記載のインビボ技術は、レポーターの堅牢な性質のため、低ウイルス力価を使用しています。 GLUC-SERCaMP放出は7.6×10 ⁹ VG（ 図4）に7.6×10 ⁷のウイルスVG範囲を検出することができます。この範囲は、肝臓¹⁹のホタルルシフェラーゼベースのウイルス注射を利用前作で報告されたものより4-400倍低いです。より高い濃度で、我々は、おそらく導入遺伝子²²に対する動物の免疫応答に起因している、時間をかけて検出可能な発現の損失を観察しました。ウイルスの高い力価は、可能な場合に起因する信号損失の可能性の増大に避けるべきです。提示されたものよりも低い力価はならないしていますアンは、試験しました。このプロトコルは、肝臓へのAAV-Glucを-SERCaMPの注射を概説。同様のアプローチは、理論的には、他の組織タイプのために可能です。そのようなウイルス濃度および血清型などのパラメータは、他の組織において十分な発現のために最適化されなければなりません。

レポーターの堅牢な性質のために、血液（100〜150μl）を少量の実験を通して、繰り返しコレクションを可能にする、尾の切り抜きから採取することができます。これはベースラインレベルへの復帰が続くタプシガルギン管理（ 図4）の後に上昇したレベルを観察タプシガルギンに応答してGLUC-SERCaMPリリースの長手方向の特徴付けのために有用でした。採血後の血漿サンプルを適切に処理することも重要です。このように、我々はSERCaMP前酵素アッセイ（ 図5）に72時間まで4℃で保存された血漿中で安定であることを実証しました。また、血漿試料を、少なくとも3回の凍結/ Tを受けることができます発光に対する影響を最小限に抑えます （図5）とサンザシのサイクル。

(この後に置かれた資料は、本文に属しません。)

PR #319, opened 2026-09-15
ci: compose signed source releases from RC tags

tisonkun:
## Summary

Pushing an RC tag such as `v0.7.3-rc.1` builds its source archive, generates a SHA-512 checksum, signs it with the ASF project key, and uploads the three release files through [apache/tooling-actions/upload-to-atr](https://github.com/apache/tooling-actions/blob/fa721a0b176d713807b574da721b96545b587eea/upload-to-atr/README.md).

Pull requests changing `release-compose.yml` or `.asf.yaml` run packaging checks against the PR checkout and skip signing and uploading.

## Design Notes

- Follow the existing `vX.Y.Z-rc.N` tag convention. Read the release version from the tag, require it to match `asyncband/Cargo.toml`, and verify the checked-out tag commit belongs to main, as the existing crate release workflow does.
- Build on Ubuntu 24.04 with `git archive | gzip -n -9`, fixed archive permissions, and no gzip filename or timestamp. Archive the tag's exact commit and record the tag, commit, and checksum in the workflow summary.
- Split packaging from signing and uploading. `compose` has read-only repository permission and no OIDC permission. `sign-and-upload` runs only for upstream RC tag pushes, downloads the exact source artifact by ID, and uses the existing `release` environment for approval and signing secrets. Only this job has OIDC permission. The ASF-allowlisted `crazy-max/ghaction-import-gpg` action imports the key, caches its passphrase, and removes the key during post-job cleanup; signing verifies the expected primary fingerprint.
- Upload `.tar.gz`, `.tar.gz.asc`, and `.tar.gz.sha512` under ATR version `X.Y.Z`; each upload creates a new revision. Record that revision alongside the RC tag before voting. Rerunning a failed signing/upload job reuses the source artifact and signs it again, so inspect ATR's state before retrying an upload failure.
- `.asf.yaml` registers the repository and compose workflow path for tag-triggered uploads. Voting, final publication, and the existing crates.io workflow are unchanged.

For the [Trusted Publishing signing-key application](https://releases.apache.org/docs/trusted-publishing#how-to-set-up-trusted-publishing), submit this pipeline for ASF Security's reproducibility confirmation and request a key with a UID such as `Asyncband Automated Release Signing <private@asyncband.apache.org>`. Configure the following in the existing `release` environment of `apache/asyncband`:

- Environment secret `GPG_SECRET_KEY`: ASCII-armored private key provisioned by ASF Infrastructure.
- Environment variable `SOURCE_SIGNING_FINGERPRINT`: full uppercase primary-key fingerprint.
- Optional environment secret `GPG_PASSPHRASE`: passphrase if the supplied key is protected.

Publish the public key through the existing project `KEYS` management and confirm ATR imports it and applies the compose policy.

Validation: executed the packaging script against the existing annotated `v0.7.2-rc.1` tag in a disposable Linux environment and verified its archived source, version, and checksum. PR packaging, invalid RC tags, manifest mismatch, checkout/tag mismatch, and unmerged candidate rejection pass. The pinned GPG action was exercised with an encrypted temporary key: signing, detached verification, and post-job key cleanup pass, including fingerprint mismatch and corrupted-archive failure paths. `actionlint`, the current ASF allowlist, `cargo x lint`, and `git diff --check` pass. Actual ATR upload awaits the project signing key and live trust configuration.

Related to #303.


tisonkun:
INFRA ticket link - https://issues.apache.org/jira/browse/INFRA-28407

.github/workflows/release-compose.yml
```diff
@@ -0,0 +1,145 @@
...
+
+name: Compose source release
+
+on:
+  push:
+    tags: [ "v*.*.*-rc.*" ]
+  pull_request:
+    paths:
+      - .github/workflows/release-compose.yml
+      - .asf.yaml
```
ppkarwasz, line 26: Why is this also triggered by `pull_request`? Or is this temporary just to test this workflow?

.github/workflows/release-compose.yml
```diff
@@ -0,0 +1,145 @@
...
+            cat "${source}.tar.gz.sha512"
+          } >> "${GITHUB_STEP_SUMMARY}"
+      - id: sign
+        name: Sign with the ASF project key
+        if: ${{ github.event_name == 'push' && startsWith(github.ref, 'refs/tags/v') && github.repository == 'apache/asyncband' }}
+        env:
+          ARCHIVE: ${{ steps.source.outputs.archive }}
+          SIGNING_KEY: ${{ secrets.GPG_SECRET_KEY }}
+          SIGNING_PASSPHRASE: ${{ secrets.GPG_PASSPHRASE }}
+          SIGNING_FINGERPRINT: ${{ vars.SOURCE_SIGNING_FINGERPRINT }}
```
ppkarwasz: [`crazy-max/ghaction-import-gpg`](https://github.com/crazy-max/ghaction-import-gpg), which is allowlisted by the ASF, might be an easier way to ensure that the key isn't left on the (ephemeral) GitHub runner VM.

.github/workflows/release-compose.yml
```diff
@@ -0,0 +1,145 @@
...
+  LC_ALL: C
+
+concurrency:
+  group: source-release-${{ github.event_name == 'pull_request' && github.event.number || 'compose' }}
+  cancel-in-progress: ${{ github.event_name == 'pull_request' }}
+
+jobs:
+  compose:
+    name: Compose source release
+    runs-on: ubuntu-24.04
```
ppkarwasz, line 45: I would run it in the `release` environment, which forces a review from @jbonofre, @Xuanwo, @PragmaTwice or you to sign on the release:

```suggestion
    runs-on: ubuntu-24.04
    environment:
      name: release
      url: https://releases.apache.org/projects/asyncband
```

ppkarwasz (changes requested):
Hi @tisonkun,

This looks pretty solid to me, although I have two suggestions:

- You can use the `release` environment to require an additional manual review, before the workflow starts.
- You can split the workflow into a `compose` job and a `sign-and-upload` job. The first job would not require privileges. You can even generate a build attestation for the first job and upload it in the second.

If you use environments, you need to specify it in the INFRA ticket, so they put the secrets in the right environment.

.github/workflows/release-compose.yml
tisonkun: This tests the packaging steps work well and it would not upload anything.

.github/workflows/release-compose.yml
tisonkun: OK. Let me integrate it.

.github/workflows/release-compose.yml
tisonkun: Sounds good. Let me try to integrate this idea.

tisonkun:
> You can split the workflow into a compose job and a sign-and-upload job. The first job would not require privileges. You can even generate a build attestation for the first job and upload it in the second.

This is possible. I merge the previous three jobs into one in https://github.com/apache/asyncband/pull/319/changes/db215e72b6f085fb48083a554b953989167d50a7 because I'd prefer to avoid upload/download-artifacts back and forth. But limiting privileges can be a good argument for splitting jobs.

tisonkun:
@ppkarwasz Your comments are addressed. PTAL.

ppkarwasz (approved):
LGTM! :100:

Actually I think that the `git archive` with the right parameters, signing and uploading should be a common action in `tooling/actions` that many PMC can reuse.

Issue #391, opened 2023-05-05
field can't be named `model`


he-la:
**Description and expected behavior**
Create a model with a field named `model`:

```
model MyModel {
  model  String
}
```

`npx zenstack generate` errors with

```
Validation errors:
line 548: Expecting: expecting at least one iteration which starts with one of these possible Token sequences::
  <[TRIPLE_SLASH_COMMENT] ,[ID] ,[in] ,[@@]>
but found: 'model' []
line 548: Expecting: one of these possible Token sequences:
  1. [ID]
  2. [in]
but found: 'String' []
line 548: Expecting token of type '{' but found `String`. []
line 548: Expecting token of type 'EOF' but found `String`. []
```

**Environment (please complete the following information):**

-   ZenStack version: `1.0.0-alpha.113`
-   Prisma version: `4.11.0`
-   Database type: PostgreSQL

**Additional context**
Yup, I actually have a legit usecase for a field named `model`. Don't ask...

ymc9:
I won't ask but I believe "model" is a good name for model haha. Prisma did a good job permitting it. We should fix it here.

ymc9:
Hi @he-la , this issue is resolved by the latest alpha.114 release.

ymc9:
Fixed by #400

Issue #390, opened 2023-05-04
`@@index()` doesn't support `type`


he-la:
**Is your feature request related to a problem? Please describe.**
Prisma supports setting an index type for PostgreSQL databases, e.g. `@@index([field1, field2], type: BTree)` ([docs](https://www.prisma.io/docs/concepts/components/prisma-schema/indexes)).

Zenstack complains with `Attribute "@@index" doesn't have a parameter named "type" []`

**Describe the solution you'd like**
Zenstack should be fully compatible with the prisma schema.

**Describe alternatives you've considered**

**Additional context**
- ZenStack version: 1.0.0-alpha.113
- Prisma version: 4.11.0
- Database type: Postgresql

ymc9:
Good catch! It seems several attribute parameters are missing.

ymc9:
If it's blocking, you can use the `@@prisma.passthrough` as a temporary workaround.

```
model User {
  @@prisma.passthrough('@@index([field1, field2], type: BTree)')
}
```

he-la:
Thanks!

ymc9:
I'll include a fix in the next release 😄. PR is also welcome!

he-la:
I'm currently trying to migrate our production to zenstack. Will try to find some time to PR once I have confidence that ZenStack will work for us :rocket:

ymc9:
Sure. Please keep the issues coming, and let us know which are blocking you so we can fix them with a higher priority.

ymc9:
Hi @he-la , this issue is resolved by the latest alpha.114 release.

ymc9:
closed by #400

PR #394, opened 2023-05-05
fix: add missing attribute parameters and loosen keyword restrictions

ymc9:
- add missing params for `@@index`, `@@unique`, `@@id`
- allow more keywords as declaration names


ymc9:
#390 #391

Issue #438, opened 2023-05-29
[Bug] Error with multiple fields based ID


Azzerty23:
**Description and expected behavior**
I'm trying to set up a rest flavor api with NextAuth and I encountered this error: `An unhandled error occurred: Error: model verificationToken does not have an id field`

**Screenshots**
![Capture d’écran 2023-05-29 à 16 03 28](https://github.com/zenstackhq/zenstack/assets/43639468/9d1fd6d9-3d64-42fc-8890-99ef07915dd7)

**Environment (please complete the following information):**

-   ZenStack version: [e.g., 1.0.0-alpha.119]
-   Prisma version: [e.g., 4.12.0]
-   Database type: [e.g. Postgresql]

**Additional context**
I'm trying to use NextAuth with normal setup : https://authjs.dev/reference/adapter/prisma#create-the-prisma-schema-from-scratch

Azzerty23:
When I retry the same request immediately after, I receive a 403 error (even though it's a public endpoint): 
![Capture d’écran 2023-05-29 à 16 38 31](https://github.com/zenstackhq/zenstack/assets/43639468/7cf58bd7-9e81-4b42-8ec1-2d8f44f71b1b)

ymc9:
Hi @Azzerty23 , models with multiple ID fields are not supported yet. The main challenge is how to format the RESTful URL ..., and there's no specification for it in JSON:API. Do you have a use case for it?

The 500 error is indeed not ideal. I'll look into fixing it.

ymc9:
Got it. Let me check it and make a fix soon.

ymc9:
Hi @Azzerty23 , the issue should have been fixed with release 122. Please update and give it a try. Thanks!

Azzerty23:
It works perfectly, I can't thank you enough. 🙏

You even added a log for this :
<img width="815" alt="Capture d’écran 2023-06-02 à 10 22 43" src="https://github.com/zenstackhq/zenstack/assets/43639468/8462e53c-82f5-44ab-8334-ded524b726f4">

PR #446, opened 2023-06-01
fix: open-api issues

ymc9:
- generate aux fields when a model is related by another model with policies
- avoid throwing then a model doesn't have id field
- add Prisma error code to error response if available


ymc9:
Fixes #438

Issue #449, opened 2023-06-02
Incorrect error response when a policy rejection occurs (in REST API flavor context)


Azzerty23:
**Description and expected behavior**
I expect to receive a 403 error response indicating a lack of permission.

**Screenshots**
![Capture d’écran 2023-06-02 à 15 16 59](https://github.com/zenstackhq/zenstack/assets/43639468/b9bd0fd5-ebad-4fa2-b789-aba92ca9a728)

**Environment (please complete the following information):**

-   ZenStack version: [e.g., 1.0.0-alpha.122]
-   Prisma version: [e.g., 4.14.0]
-   Database type: [e.g. Sqlite]

**Additional context**
Response detail: Cannot read properties of undefined (reading 'PrismaClientKnownRequestError')\nTypeError: Cannot read properties of undefined (reading 'PrismaClientKnownRequestError')\n    at prismaClientKnownRequestError (/Users/augustin/Documents/Dev/Test/zenstack-rest-turbo/apps/express-api/dist/index.js:15890:50)\n    at PolicyUtil.deniedByPolicy (/Users/augustin/Documents/Dev/Test/zenstack-rest-turbo/apps/express-api/dist/index.js:24086:58)\n    at PolicyProxyHandler.<anonymous> (/Users/augustin/Documents/Dev/Test/zenstack-rest-turbo/apps/express-api/dist/index.js:24460:30)\n    at Generator.next (<anonymous>)\n    at fulfilled (/Users/augustin/Documents/Dev/Test/zenstack-rest-turbo/apps/express-api/dist/index.js:24200:28)\n    at process.processTicksAndRejections (node:internal/process/task_queues:95:5)

Azzerty23:
It seems to be an issue on my side since it's working fine in dev mode...

ymc9:
Got it. @Azzerty23 let me know in case you find something suspicious on ZenStack side.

実際には、我々は前に酵素アッセイを評価するには不必要な凍結融解サイクルを避けるため、-80℃で、すべてのサンプルを格納すると同時に、実験のすべてのサンプルを分析します。

ERカルシウムの枯渇は、様々な疾患の病因に関与しています。それは、多くの場合、細胞の機能を妨害し、小胞体ストレス応答（UPR）の活性化を導く上流のイベントであると考えられています。 UPRは恒常的条件^{5を再確立}するために、ERで採用適応反応です。小胞体ストレスの慢性状態は、最終的に細胞死に至る、恒常性を回復するUPRの容量を超えています。 ERストレスとERカルシウム調節不全は、1型糖尿病、糖尿病性腎症、神経変性疾患および心臓血管dieases ⁵のような疾患において観察されます。カルシウム調節不全と疾病の病因との関係は、しかしながら、difficあります線引きするULT。 SERCaMP技術は、このように、疾患の発症と進行への洞察を提供し、動物の寿命にわたって、このプロセスを追跡する可能性を秘めています。また、ERのカルシウム調節不全を防止または補正するように設計された潜在的な治療薬の評価はSERCaMPの使用により評価することができます。最後に、GLUC-SERCaMPリリースが発生する疾患を同定することは疾患調節遺伝子治療の手段としてSERCaMPsとして分泌の治療用タンパク質またはペプチドを設計し、採用する機会を提供しています。

The authors have nothing to disclose.

This work was supported by the Intramural Research Program at the National Institute on Drug Abuse. We thank Doug Howard, Chris Richie, Lowella Fortuno, and Josh Hinkle for their contributions to developing this method.